Translation4tru (Translation for the Rest of Us)

Embedding-based word-level translation

Automated machine translation has come a long way, and neural machine translation (as used e.g. by Google Translate) is now very good. However, translating large quantities of texts for research purposes remains resource intensive. I make available bilingual word-level translation dictionaries that exceed in both size and quality any readily available alternatives. Translation4tru includes these dictionaries, along with python notebooks that can be used to apply them to translate text, as well as notebooks and code that can be used to develop translation dictionaries for additional language pairs.

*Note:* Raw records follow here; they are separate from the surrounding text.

Issue #1728, opened 2026-08-13
[Schema Enhancement] Close the MCP tool-metadata gap: add an `ai_tool` object to the `ai_operation` profile


Levaj2000:
Proposed by @terylt and @Levaj2000. A PR-shaped draft of everything below — `objects/ai_tool.json`, the `profiles/ai_operation.json` change, dictionary additions, a `git apply`-able patch against `main`, and a worked example event — is maintained [here](https://github.com/Levaj2000/AI-Identity/tree/main/docs/ocsf-ai-tool-object-draft), verified against `ocsf-schema` `main` (`1.10.0-dev`) and the MCP 2026-07-28 RC as of 2026-08-12. We're happy to open it as a PR if the working group is receptive.

## Summary

When an AI agent invokes a Model Context Protocol (MCP) primitive — a **tool**, a **resource**, or a **prompt** — OCSF has no structure to record *what* was invoked or *where it came from*. This proposes a small `ai_tool` object on the `ai_operation` profile so that the invoked capability is a first-class, queryable part of the event, alongside the `ai_agent` (the actor) and `ai_model` (the model) the profile already defines. The name parallels `ai_agent`/`ai_model` and avoids collision with OCSF's existing `product` object (which represents the security tool that generated telemetry).

## The gap

OCSF models the *transport* and the *actor* of an AI tool call well, but not the *capability* being invoked. API Activity (`6003`) already carries the HTTP envelope (`http_request` / `http_response`), an `api.operation` string, an `actor`, and affected `resources[]`; the `ai_operation` profile adds `ai_agent`, `ai_model`, `delegation`, and `message_context`. But none of these can express the facts that matter for reasoning about an MCP call: **which kind of primitive it was** (tool vs. resource vs. prompt), **which server served it**, **what input/output contract (schema) it advertised**, and **what safety annotations it declared** (e.g. read-only vs. destructive). Today the primitive kind is flattened into the free-text `api.operation` string, the serving server is not recorded at all, and `message_context` — a conversation-turn object holding roles and prompt/response text — has no home for a capability's identity or provenance. As a result, a SIEM cannot answer questions OCSF exists to make answerable: *"every call to a tool served by server X"*, *"every write-capable tool an agent invoked"*, or *"resource reads vs. tool calls"* — the data is either absent or buried in vendor-specific free text.

## Proposed addition

[...]

PR #1729, opened 2026-08-13
Add `ai_tool` object to the `ai_operation` profile for MCP primitive metadata

Levaj2000:
#### Related Issue:

#1728

#### Description of changes:

Adds a new `ai_tool` object (extending `_entity`), referenced optionally from the `ai_operation` profile, recording the AI capability invoked in an operation — full rationale, field-by-field justification, and open questions are in #1728 (proposed by @terylt and @Levaj2000):

- **`objects/ai_tool.json`** (new): primitive kind (`type_id`: Tool/Resource/Prompt), stable capability identity (`uid`) vs. call correlation (`transaction_uid`), provenance (`service` + `transport_id`), binding (`source_id`: MCP/Function/Built-in), declared MCP behavior hints (`is_readonly`/`is_destructive`/`is_idempotent`/`is_open_world` — descriptions state they are self-declared and unverified), schema fingerprints reusing the `fingerprint` object, resource fields (`uri`, `mime_type`), and MCP 2026-07-28 RC fields (`cache_scope_id`, `cache_ttl`, `task_uid`).
- **`profiles/ai_operation.json`**: adds the optional `ai_tool` attribute, with guidance that observed behavior wins over declared hints when deriving `activity_id`.
- **`dictionary.json`**: 12 new entries (`ai_tool`, `transport`/`transport_id`, `is_destructive`, `is_idempotent`, `is_open_world`, `input_schema_fingerprint`, `output_schema_fingerprint`, `cache_scope`/`cache_scope_id`, `cache_ttl`, `task_uid`); everything else reuses existing dictionary entries.
- **`CHANGELOG.md`**: entries under `Unreleased` → Added → Profiles / Objects / Dictionary Attributes.

Single squashed commit authored by @terylt, co-authored by @Levaj2000, DCO signed-off by both.

**Validation status (why this opens as draft):** all three changed schema files parse as valid JSON and the diff applies cleanly to current `main`; a local `ocsf-server` run has **not** yet been performed — we'll do that (or lean on CI) before marking ready for review.

---
_Generated by [Claude Code](https://claude.ai/code)_

---

#### Worked example (per review discussion)

One complete event showing the division of labor: **the event class carries the activity, `ai_tool` carries the invoked capability.** An MCP tool call through a gateway, on API Activity (6003) with the `ai_operation` profile — `activity_id: 2 (Read)` because the tool declared `readOnlyHint` and observed behavior agreed. Had the observed operation contradicted the declaration, the producer classifies by observed behavior (per the profile guidance); the hint mismatch is itself signal.

| The verb (host class) | The noun (`ai_tool`) |
|---|---|
| `activity_id` / `type_uid` | which capability: `name`, `uid`, `type_id` (MCP primitive kind) |
| `api.operation`, `api.request/response` (transport) | who served it: `service`, `transport_id`, `source_id` |
| `dst_endpoint`, `status`, `severity` | what it declared: `is_readonly` / `is_destructive` / schema fingerprints |

```json
{
  "activity_id": 2,
  "activity_name": "Read",
  "category_uid": 6,
  "class_uid": 6003,
  "type_uid": 600302,
  "time": 1755028800000,
  "severity_id": 1,
  "metadata": {
    "version": "1.10.0-dev",
    "profiles": [
      "ai_operation"
    ],
    "product": {
      "name": "Example AI Gateway",
      "vendor_name": "Example"
    }
  },
  "actor": {
    "app_name": "planning-agent"
  },
  "api": {
    "operation": "tools/call",
    "request": {
      "uid": "req-9f2c"
    },
    "response": {
      "code": 200
    }
  },
  "dst_endpoint": {
    "hostname": "mcp-gateway.internal.example.com",
    "port": 443
  },
  "ai_agent": {
    "name": "Q4 Analysis Agent",
    "uid": "agent-7d1a",
    "instance_uid": "run-2026-08-12-0413",
    "ai_model": {
      "name": "claude-sonnet-5",
      "ai_provider": "Anthropic"
    }
  },
  "ai_tool": {
    "type_id": 1,
    "type": "Tool",
    "name": "get_weather",
    "uid": "weather-mcp/get_weather",
    "transaction_uid": "call_abc",
    "namespace": "weather",
    "source_id": 1,
    "source": "MCP",
    "service": {
      "uid": "weather-mcp",
      "name": "Weather MCP Server",
      "version": "2.3.0"
    },
    "transport_id": 2,
    "transport": "Streamable HTTP",
    "is_readonly": true,
    "is_destructive": false,
    "is_open_world": true,
    "input_schema_fingerprint": {
      "algorithm_id": 3,
      "algorithm": "SHA-256",
      "encoding_id": 1,
      "serialization_id": 2,
      "serialization": "JCS",
      "value": "b5bb9d8014a0f9b1d61e21e796d78dccdf1352f23cd32812f4850b878ae4944c"
    },
    "output_schema_fingerprint": {
      "algorithm_id": 3,
      "algorithm": "SHA-256",
      "encoding_id": 1,
      "serialization_id": 2,
      "serialization": "JCS",
      "value": "7d865e959b2466918c9863afca942d0fb89d7c9ac0c99bafc3749504ded97730"
    },
    "cache_scope_id": 2,
    "cache_scope": "Private",
    "cache_ttl": 300000
  }
}
```

Nothing in `ai_tool` states what happened — remove the object and the event still describes the same activity; it just can no longer answer "which capability, served by which server, declared write-capable or not."


davemcatcisco:
Assuming I'm understanding it correctly, I am very opposed to the approach being proposed here.

The `ai_tool` object as proposed provides the ability to describe very different types of activity. The correct way to model an activity in OCSF is with an event class that aligns with the activity, i.e. we use a `file_activity` to describe file activity, we use a `process_activity` to describe process activity.

Clearly, OSCF needs to be able to describe an MCP call. My inclination is to use the `api_activity` to do this (this is what we are using in our product). I agree that there are issues with the use of `api_activity` to describe an MCP call. But a better approach would be to enhance/extend that event class. Should that prove impossible, the next best option would be to define a new event class specifically to describe an MCP call, e.g. `mcp_call_activity`.

Similarly, OCSF needs to be able to describe a user prompt submitted to an AI agent. For what it's worth, our product is currently representing a user prompt using a `script_activity` event. The rationale is that a user prompt is effectively a "script", albeit one written in natural language rather than a scripting language. But I realise that this might me overloading things a bit, and it might be better to propose an `user_prompt_activity`.

After-thought: This PR is proposing a way to describe "activity" in a way that differs fundamentally from the established way we do things in OCSF.

Levaj2000:
Thanks @davemcatcisco  — full agreement on the principle: activities are event classes, and anything modeling "what happened" belongs there. This PR was built on that principle, and if that isn't visible from the diff alone, that's the PR's presentation to fix — so let me make it explicit.

ai_tool extends _entity. It records the capability that was invoked — the noun, not the verb. The host event class keeps the activity: the profile text states that transport stays on api/http_request, affected objects stay in resources, and when declared hints contradict observed behavior, producers classify by observed behavior. An MCP call through our production gateway is an API Activity (6003) event — same modeling your product uses.

Two places I think the shape invited a misreading:

type_id (Tool / Resource / Prompt) is MCP's primitive taxonomy for the entity — which kind of capability was invoked. It is not an activity discriminator; activity_id still comes from the host class.
Prompt is the MCP prompt-template primitive (prompts/get), not a user's prompt. The object carries no prompt or message content. User prompt submission as an activity — agreed, that deserves its own event-class discussion, and it's out of scope here.

The gap this fills is the one "enhance api_activity" points at ([#1728](https://github.com/ocsf/ocsf-schema/issues/1728)): today "which capability, served by which server, declared write-capable or not" is flattened into free-text api.operation. The profile is the enhancement vehicle — it lands on 6003 without forking per-class attributes.

I'll add a worked 6003 example to the PR so the division of labor is visible in one JSON. And if the ai_tool name itself is what invites the "describes activity" reading, naming is an open question in [#1728](https://github.com/ocsf/ocsf-schema/issues/1728) — happy to change it.

Levaj2000:
As promised — your Codex sequence, event by event. Field shapes are verified against this PR's branch (`cab6dc0`) and `main` @ `40a1511` (schema `1.10.0-dev`), including the category-level requirements (`actor`/`device` on the system-category events, `actor`/`api`/`src_endpoint` on 6003).

The scenario is yours, verbatim: a user asks Codex *"what is the current status of Jira ticket PROJ-1234?"*; the agent reads the Jira ticket via the Atlassian MCP server, the linked PR via the GitHub MCP server, the CI status via the Jenkins MCP server, then runs local `git` to check the branch, and reports back. Five discrete events, exactly as the timeline model says — `ai_tool` changes none of the classes, none of the activity ids, and none of the event boundaries. It only makes each entry say **which capability was involved**.

## The correlation spine (three grains)

| Grain | Field | Value in this example | Answers |
|---|---|---|---|
| Session | `ai_agent.instance_uid` | `sess-9c41d2` | "everything this agent instance did" (sub-agents report the same value) |
| Prompt / turn | `metadata.correlation_uid` | `turn-0001` | "which prompt caused this fan-out" (a session spans many prompts) |
| Invocation | `ai_tool.transaction_uid` | `rpc-101` … | pairs a call with its result — including across requestor- and responder-side records |

Shared on every event below (elided from the JSON after the first use):

```json
"ai_agent": { "name": "Codex", "uid": "codex", "type_id": 1, "instance_uid": "sess-9c41d2" },
"actor": { "app_name": "Codex", "user": { "name": "jdoe", "uid": "jdoe@example.com" } }
```

## Step 1 — the user prompt → `script_activity` (1009)

Per the timeline model, the prompt submission is its own discrete event. (If the WG later prefers a dedicated `user_prompt_activity` class, only this event changes — the four below are untouched.)

```json
{
  "class_uid": 1009, "category_uid": 1, "activity_id": 1, "activity_name": "Execute",
  "type_uid": 100901, "severity_id": 1, "time": 1787148120000,
  "metadata": { "version": "1.10.0-dev", "uid": "evt-0001", "correlation_uid": "turn-0001" },
  "device": { "hostname": "dev-laptop-042" },
  "script": {
    "name": "user prompt",
    "type_id": 99, "type": "Natural Language",
    "script_content": "what is the current status of Jira ticket PROJ-1234?"
  },
  "ai_agent": { "name": "Codex", "uid": "codex", "type_id": 1, "instance_uid": "sess-9c41d2" },
  "actor": { "app_name": "Codex", "user": { "name": "jdoe", "uid": "jdoe@example.com" } }
}
```

## Step 2 — Jira ticket read via Atlassian MCP → `api_activity` (6003)

```json
{
  "class_uid": 6003, "category_uid": 6, "activity_id": 2, "activity_name": "Read",
  "type_uid": 600302, "severity_id": 1, "status_id": 1, "time": 1787148122000,
  "metadata": { "version": "1.10.0-dev", "uid": "evt-0002", "correlation_uid": "turn-0001" },
  "api": { "operation": "tools/call", "request": { "uid": "rpc-101" } },
  "src_endpoint": { "hostname": "dev-laptop-042" },
  "dst_endpoint": { "hostname": "mcp.atlassian.example.com", "port": 443 },
  "ai_tool": {
    "name": "jira_get_issue",
    "uid": "atlassian-mcp/jira_get_issue",
    "type_id": 1, "type": "Tool",
    "source_id": 1, "source": "MCP",
    "service": { "uid": "atlassian-mcp", "name": "Atlassian MCP Server", "version": "1.4.2" },
    "transport_id": 2, "transport": "Streamable HTTP",
    "is_readonly": true,
    "transaction_uid": "rpc-101",
    "input_schema_fingerprint": {
      "algorithm_id": 3, "algorithm": "SHA-256",
      "serialization_id": 2, "serialization": "JCS",
      "value": "b5bb9d8014a0f9b1d61e21e796d78dccdf1352f23cd32812f4850b878ae4944c"
    }
  },
  "resources": [ { "name": "PROJ-1234", "type": "Jira issue" } ]
}
```

`activity_id: 2` (Read) is derived from the declared `readOnlyHint` consistent with observed behavior, per the profile guidance; the hint itself is recorded at `ai_tool.is_readonly` so a consumer can audit the derivation.

## Step 4 — PR metadata read via GitHub MCP → `api_activity` (6003)

```json
{
  "class_uid": 6003, "category_uid": 6, "activity_id": 2, "activity_name": "Read",
  "type_uid": 600302, "severity_id": 1, "status_id": 1, "time": 1787148129000,
  "metadata": { "version": "1.10.0-dev", "uid": "evt-0003", "correlation_uid": "turn-0001" },
  "api": { "operation": "tools/call", "request": { "uid": "rpc-102" } },
  "src_endpoint": { "hostname": "dev-laptop-042" },
  "dst_endpoint": { "hostname": "api.githubcopilot.example.com", "port": 443 },
  "ai_tool": {
    "name": "get_pull_request",
    "uid": "github-mcp/get_pull_request",
    "type_id": 1, "type": "Tool",
    "source_id": 1, "source": "MCP",
    "service": { "uid": "github-mcp", "name": "GitHub MCP Server", "version": "0.9.1" },
    "transport_id": 2, "transport": "Streamable HTTP",
    "is_readonly": true,
    "transaction_uid": "rpc-102"
  },
  "resources": [ { "name": "acme/checkout-service#812", "type": "GitHub pull request" } ]
}
```

## Step 6 — CI status read via Jenkins MCP → `api_activity` (6003)

```json
{
  "class_uid": 6003, "category_uid": 6, "activity_id": 2, "activity_name": "Read",
  "type_uid": 600302, "severity_id": 1, "status_id": 1, "time": 1787148135000,
  "metadata": { "version": "1.10.0-dev", "uid": "evt-0004", "correlation_uid": "turn-0001" },
  "api": { "operation": "tools/call", "request": { "uid": "rpc-103" } },
  "src_endpoint": { "hostname": "dev-laptop-042" },
  "dst_endpoint": { "hostname": "jenkins-mcp.internal.example.com", "port": 443 },
  "ai_tool": {
    "name": "get_build_status",
    "uid": "jenkins-mcp/get_build_status",
    "type_id": 1, "type": "Tool",
    "source_id": 1, "source": "MCP",
    "service": { "uid": "jenkins-mcp", "name": "Jenkins MCP Server", "version": "2.1.0" },
    "transport_id": 2, "transport": "Streamable HTTP",
    "is_readonly": true,
    "transaction_uid": "rpc-103"
  },
  "resources": [ { "name": "checkout-service/pipeline/812", "type": "Jenkins pipeline" } ]
}
```

Without `ai_tool`, this event and the two above are structurally identical `api_activity` records — three "some API call happened" events. With it, each one says which primitive was invoked, which server served it, over which transport, and what it declared about itself.

## Step 8 — local `git` via the agent's shell tool → `process_activity` (1007)

The launched process is the event's subject (`process`), exactly as an endpoint product would record it. `ai_tool` adds the *agent-layer cause*: this launch was the agent's shell tool acting, not an unrelated process. One correction to my Slack shorthand (`{name: "git"}`): the capability is the agent's **shell tool**; `git` is the command it ran, and that belongs on `process.cmd_line` — the object model keeps the two apart, which is the point.

```json
{
  "class_uid": 1007, "category_uid": 1, "activity_id": 1, "activity_name": "Launch",
  "type_uid": 100701, "severity_id": 1, "time": 1787148141000,
  "metadata": { "version": "1.10.0-dev", "uid": "evt-0005", "correlation_uid": "turn-0001" },
  "device": { "hostname": "dev-laptop-042" },
  "process": {
    "pid": 48213,
    "cmd_line": "git status --porcelain=v2 --branch",
    "file": { "name": "git", "path": "/usr/bin/git" }
  },
  "ai_tool": {
    "name": "shell",
    "uid": "codex/shell",
    "type_id": 1, "type": "Tool",
    "source_id": 2, "source": "Function",
    "transaction_uid": "call-l7"
  }
}
```

No MCP anywhere in this event — `source_id: 2 (Function)` and the absent `service`/`transport` say so honestly. This is why the object is protocol-neutral rather than MCP-specific: it is the one field that links an endpoint-native event back to the agent's tool-call layer.

## The requestor/responder join

The five events above are the **requestor-side** view. If the Atlassian MCP server (or a collector on its side) also emits OCSF, its record of step 2 is a second `api_activity` from the opposite vantage — different `actor`, different endpoints, its own disposition — carrying the same two join keys:

```json
"ai_tool": {
  "name": "jira_get_issue",
  "service": { "uid": "atlassian-mcp" },
  "transaction_uid": "rpc-101"
}
```

`(ai_tool.service.uid, ai_tool.transaction_uid)` stitches the two views of one invocation into one narrative — and a *disagreement* between them (requestor recorded a call the responder never served, or vice versa) is itself a detection signal. Today that join has no schema home on either side.

## What becomes queryable

From these five events, with nothing but the fields above:

- *"Every call this agent made to the Jenkins MCP server"* — `ai_tool.service.uid = "jenkins-mcp"`.
- *"Did anything write-capable run in this session?"* — `ai_agent.instance_uid = "sess-9c41d2" AND ai_tool.is_readonly != true`.
- *"Which prompt caused the local process launch?"* — `metadata.correlation_uid` joins event 5 back to event 1.
- *"Did this tool's contract drift since approval?"* — group by `ai_tool.input_schema_fingerprint.value`.

None of these are answerable from the same five events without `ai_tool` — the data is either absent (serving server, hints, contracts) or buried in free-text operation names.

Levaj2000:
Tabletop scenarios per the 2 Sep call are on #1704 (comment). Scenario B is the `ai_tool` case: it appears only on the API Activity for the invocation, never on downstream file, process, or job events; Scenario C shows a scheduled job created through an agent tool carrying `ai_agent` only. All events validated against a compile of main + #1704 + this PR. Note: this branch needs a rebase once #1704 lands; `dictionary.json` and `CHANGELOG.md` conflict on adjacent insertions.

saputkin:
**Two additive suggestions, scoped to the object as drafted**

The fingerprint pair already here (`input_schema_fingerprint` / `output_schema_fingerprint`) covers most of the tool's declared contract. Two gaps remain. Both are properties of the capability as presented, so they sit inside the entity framing already argued in this thread rather than widening it.

**1. `desc_fingerprint`**

The declared schemas are fingerprinted; the declared description is not. That is where tool-description poisoning lives — in the [Invariant Labs disclosure (Apr 2025)](https://invariantlabs.ai/blog/mcp-security-notification-tool-poisoning-attacks) the docstring itself carries the injection, ingested into agent context at discovery and instructing the agent to read credential files and pass their contents as a tool argument. The schemas are untouched, so both existing fingerprints stay stable across the attack.

ATLAS covers this as `AML.T0110.000` (AI Agent Tool Poisoning: Definition and Instructions), whose references include the same disclosure.

Note the object currently carries no `desc`, so this fingerprints the model-visible manifest description rather than an OCSF-carried attribute — worth stating explicitly in the description, or adding `desc` alongside.

```json
// dictionary.json
"desc_fingerprint": {
  "caption": "Description Fingerprint",
  "description": "The fingerprint identifying the declared natural-language description or instructions of a capability, by reference rather than by value. Descriptions are ingested into agent context at discovery and are therefore part of the capability's trust surface.",
  "type": "fingerprint"
}
```

```json
// objects/ai_tool.json
"desc_fingerprint": { "requirement": "optional" }
```

**2. `baseline_fingerprint`**

A fingerprint with nothing to compare against does not detect mutation. The `postmark-mcp` npm package is the case: published clean, adopted to ~1,000 weekly downloads, then rug-pulled at v1.0.16 to BCC every sent email to an attacker address. Detection requires comparing the contract presented at invocation against the contract approved at adoption.

ATLAS: `AML.T0109` (AI Supply Chain Rug Pull) and `AML.T0110.001` (AI Agent Tool Poisoning: Implementation), which cites this package by name.

Carrying the approved value rather than a verdict keeps the attribute inert data, lets a consumer diff across producers that disagree, and avoids embedding an assessment in an entity object.

```json
// dictionary.json
"baseline_fingerprint": {
  "caption": "Baseline Fingerprint",
  "description": "The fingerprint of the capability's declared contract as recorded at registration or approval time. Compared against the contract presented at invocation to detect a declared contract that changed after approval.",
  "type": "fingerprint"
}
```

If the working group prefers a precomputed verdict, `is_baseline_match` (`boolean_t`) would follow the precedent of `is_trusted` / `is_compliant` on `device`; the producer holds approval state and the consumer generally does not. Both is also reasonable.

`version` is a necessary input here but not sufficient — it identifies the release without indicating that the release is malicious.

**Deliberately not proposed here**

Execution environment / sandbox posture, and the client-side MCP capabilities (`sampling`, `elicitation`, `roots`). The first describes the invocation rather than the capability: the same code-execution tool can be called containerized once and unsandboxed the next, and the `ai_tool` entity is identical in both. The second runs server→client, the opposite direction from the server-exposed primitives this object models, and `roots` has no invocation event at all. Both belong elsewhere and are better raised once the class-modeling question in this thread settles.

Given the branch needs a rebase after #1704 lands, that may be a convenient point to fold in either of the above.

Levaj2000:
@saputkin — thank you, this is exactly the kind of review that makes the object better. Taking both.

On `desc_fingerprint`: agreed, and the Invariant Labs case is the right one to cite — it's precisely the gap the existing pair leaves open, since both schema fingerprints stay stable across that attack. I'll state the by-reference framing explicitly in the description as you suggest; the object carries no `desc`, so writing it down removes any ambiguity about what's being fingerprinted.

On `baseline_fingerprint`: also agreed. A fingerprint with nothing to compare against doesn't detect mutation, and carrying the approved value rather than a verdict keeps the attribute inert — the consumer diffs, the object doesn't judge. I'll carry the value in this pass; `is_baseline_match` can follow later if consumers want the precomputed form, but I don't want to bake an assessment into the entity object yet.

Illustration by M.C. Escher - Tower of Babel (fair use)

MultiLexScaled

High-quality dictionary-based sentiment analysis

Sentiment analysis (the measurement of the positivity or negativity of texts) is one of the most widely used tools in computational text analysis. MultiLexScaled is a sentiment analysis tool that can be applied off-the-shelf, has been proven to work well across a range of domains, and obtains performance comparable to dedicated machine learning applications.

Dynamic maps using pandas

Dynamic choropleth maps

Dynamic charts and maps are great for displaying patterns over time. A key challenge with such charts and maps is to keep the mapping of values to colours constant over time. Most charting programs will automatically assign colours depending on the range and number of different values available. This is problematic when both of those factors vary over time, even though we want the colours representing a particular value or level to remain constant. I have added a feature to Jack McKew’s excellent pandas-alive dynamic charting program to make this possible for choropleth maps, and provide a sample notebook applying this feature to an over-time mapping of Covid case- and death rates (using the New York Times data).